Completed Dress and Textiles, North West England: Artists and Subjects, Portraits: British 18th C 11 Can we clarify the identity of the sitter Hester Heywood and who painted her?

Miss Hester Heywood
Topic: Artist

The traditional identity of the sitter and painter of this portrait are open to doubt. It clearly cannot be Hester, or 'Nessy', Heywood, the second daughter of Deemster Peter John Heywood and Elizabeth Spedding, born at the Nunnery, near Douglas, Isle of Man, in 1768. There was an earlier Hester Heywood (1718–1789), daughter of Robert Reeves, a merchant from Cork, who married Thomas Heywood (1698–1759) of the distinguished Isle of Man family in 1738. Thomas was Speaker (then called 'Chairman') of the House of Keys from 1738–1758. If this portrait is of Hester then it cannot have been painted earlier than about 1735, most likely c.1738, long after Peter Lely's death. The lady's dress may also date from around the 1730s. [Group Leader: Manto Psarelli]

Andrew Greg, British 19th C, except portraits, Entry reviewed by Art UK

Completed, Outcome

This discussion is now closed. The title has been updated from ‘Miss Hester Heywood’ to ‘Possibly Hester Heywood (1718–89)’ and the date changed from c.1768 to c.1710–1735.

Thank you to everyone who contributed to the discussion. To anyone viewing this discussion for the first time, please see below for all the comments that led to this conclusion.


The Collection have commented: ‘Note from our Curator, Matthew Richardson in 2015: There is likely to be some confusion here between Mrs Hester Heywood (died 1789) the grandmother of Peter Heywood of the Bounty, his aunt Hester, and his sister Nessy (also christened Hester). If the portrait is of Hester Heywood the aunt, she is recorded as having married at Braddan in 1768 and this provides an approximate date for the portrait. In any event the portrait is unlikely to be by Lely who died in 1680. Our Curators of Art and Social History have not discovered anything more about this portrait, since the assertion was made in 2015 that it is not by Lely. If Art UK wish to start a discussion that is fine, perhaps someone may be able to offer comment on the style of dress, which may clarify the date.'

Jacinto Regalado,

This is either a copy or the work of a provincial artist. Lou Taylor should be consulted as to dating based on dress and hair, but it looks earlier than 1730s to me, more like c. 1720.

Jacinto Regalado,

In case it is not clear, the reference to Lely is due to a former attribution or association of this picture to him, implausible though that was. It is rather common for early 18th C pictures to be wrongly connected to him, or it was in the past.

Lou Taylor, Dress and Textiles,

The sitter in this portrait is wearing 'artistic' dress, with its loose fabric, simple low V neck filled with plain ruffles and wide open-ended sleeves. Such styles were worn for long periods of time.
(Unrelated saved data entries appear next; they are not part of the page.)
PR #332, opened 2020-03-27
1374-fix-check-your-answer-view

sam-miele:


test/uk/gov/hmrc/cgtpropertydisposalsfrontend/controllers/returns/exemptionandlosses/ExemptionAndLossesControllerSpec.scala
```diff
@@ -1483,6 +1484,18 @@ object ExemptionAndLossesControllerSpec extends Matchers {
       )
     }
 
+    if (completeExemptionAndLossesAnswers.annualExemptAmount.isPositive) {
```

This makes the portrait harder to date- but perhaps it explains the close similarity of the dress and hair style in Marcie's portrait by John Smibert of Hannah Gardiner of 1732 to that of my first example: Mrs Haire by Michael Dahl, some 30 years earlier in 1701, Tate, no. T06499 if both are correctly dated.
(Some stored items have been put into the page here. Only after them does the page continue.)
PR #335, opened 2020-03-28
Cpdp 1250 field dependencies

AndyHWChung:


app/uk/gov/hmrc/cgtpropertydisposalsfrontend/controllers/returns/disposaldetails/DisposalDetailsController.scala
```diff
@@ -254,16 +269,26 @@ class DisposalDetailsController @Inject() (
...
-                  d.fold(
-                    _.copy(disposalPrice = Some(fromPounds(price))),
-                    _.copy(disposalPrice = fromPounds(price))
-                  )
-              },
-              nextPage = _.fold(
-                _ => controllers.returns.disposaldetails.routes.DisposalDetailsController.whatWereDisposalFees(),
-                _ => controllers.returns.disposaldetails.routes.DisposalDetailsController.checkYourAnswers()
-              )
+                case (price, answers, draftReturn) =>
```
mikail-khan: you can remove this case keyword - it's not required - only required if you have multiple different lambdas you wanted to match against.

AndyHWChung: I've gone and removed a load of cases where we didn't need them

PR #344, opened 2020-03-30
CPDP-1398: Fixes for Returns tasklist statuses unit tests

rambabu-posa:


app/uk/gov/hmrc/cgtpropertydisposalsfrontend/views/returns/single_disposal_task_list.scala.html
```diff
@@ -75,11 +76,11 @@
     }
 }
 
-
 @reliefDetailsState = @{
-    (disposalDetailsState, acquistionDetailsState,initialGainOrLossState) match {
```
AndyHWChung: is there a unit test to test this new behaviour? I'd expect to see a minimum of one test testing that if the other three sectinos are compelte,  then the relief section is not  `CannotStart` if the initial gain or loss section is not complete if the initial gain or loss section is not required and another testing that it is `CannotStart` if the initial gain or loss section is not complete and that section is required

rambabu-posa: Yes there are two tests to check reliefDetailsAnswers status for CannotStart

AndyHWChung: the test coverage there does not look complete. One test is testing what happens if the disposal details section is not complete and the other test is tseting if the acquisition details section is not complete. There are missing tests for the cannot start state for when:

Please see other examples:
- A Lady in the circle of Michael Dahl, c.1710, 1stDibs website
- Anne Blackett-Mrs-John Trenchard, c. 1723, by Maria Verelst, Philip Mould and Co.

Women's fashionable dress 1700-c.1730 consisted of a heavy silk mantua, sometimes tied to the back and cut open down the length of the centre front, worn with a stomacher and an underskirt. Sleeves were elbow length, quite fitted and with pleated cuffs at the elbow. That style in various forms was still being worn in the 1730s. Please see:
- c.1708, mantua dress, silk, MET. NY no 1991.6.1
-1720, silk V and A no T.88-1978 jpg
- c.1730 Mantua-Dress-England-V and A no T.324&A-1985.

In contrast to the 'artistic dresses’, which are usually plain, the above examples are made of the most beautiful patterned silk, from Spitalfields.

My guess would be that this portrait is c.1710–1725.

Jacob Simon,

“Can we clarify the identity of the sitter Hester Heywood and who painted her?” This discussion attracted five contributions in its first four days in 2021 and then stalled.

THE PORTRAIT. It appears to have come to the Manx Museum in 1963 from the registration number. On a survey of other 18th-century portraits in the Manx collection on ArtUK, it appears to have been an isolated acquisition. There should be some paperwork on the museum file explaining the acquisition and the rationale for the sitter identity. The portrait is slightly smaller than the standard English canvas size of 30 x 25 ins. It is very discoloured.

THE DATE. From the style of the painting, the type of costume and the hair style, looking both at Lou’s and Marcie’s posts, I suggest a date range of about 1710 to 1735. The current allocated date of about 1768 is clearly inaccurate.

THE SITTER. The collection knows of two or three Hester Heywoods. Hester Heywood (1718–89) remains a possibility. But one has to ask the collection why this name has been attached to the portrait. For the time being, “Possibly Hester Heywood (1718–89)” would seem appropriate.

THE ARTIST. As has been observed, the artist is provincial (to use this designation). It is not possible for us to identify the artist but a local curator or historian made be able to carry this forward if the artist was local to the Isle of Man. For the time being the current designation, “Unknown artist”, or “Unknown British artist”, would seem appropriate.

CONCLUSION. Unless the collection or some other local expert can provide further information, I suggest that we could move to close this discussion in two weeks’ time.

Thank you for all the comments posted during my annual leave. I will be working on the discussions again from tomorrow.

David has updated me that the attachments problem has still not been fixed, but that it is being worked on. I apologise for the inconvenience, especially in view of the limited time remaining and the significant efforts to help move discussions on.

Manx National Heritage,

The portrait was acquired by Manx National Heritage in November 1963. Information in the accessions register is as follows: "oil portrait of Miss Hester Heywood, 28 1/2 " / 22 1/4 " sight, in a gilt frame 33 1/4 / 27 1/2". Unsigned. (Claimed to be by Sir Peter Lely, but the dates do not coincide.)"

Manx National Heritage, thank you for letting us know what is in the accessions register. Are you happy for Art UK to adjust its record, as recommended by Jacob Simon (20/04/2024)?

Title: Possibly Hester Heywood (1718–89)
Date: c.1710–1735

Manx National Heritage,

Yes, we're happy for Art UK to adjust its record to:

Title: Possibly Hester Heywood (1718–89)
Date: c.1710–1735

We'll adjust our collections management database accordingly. Thank you for all the comments posted.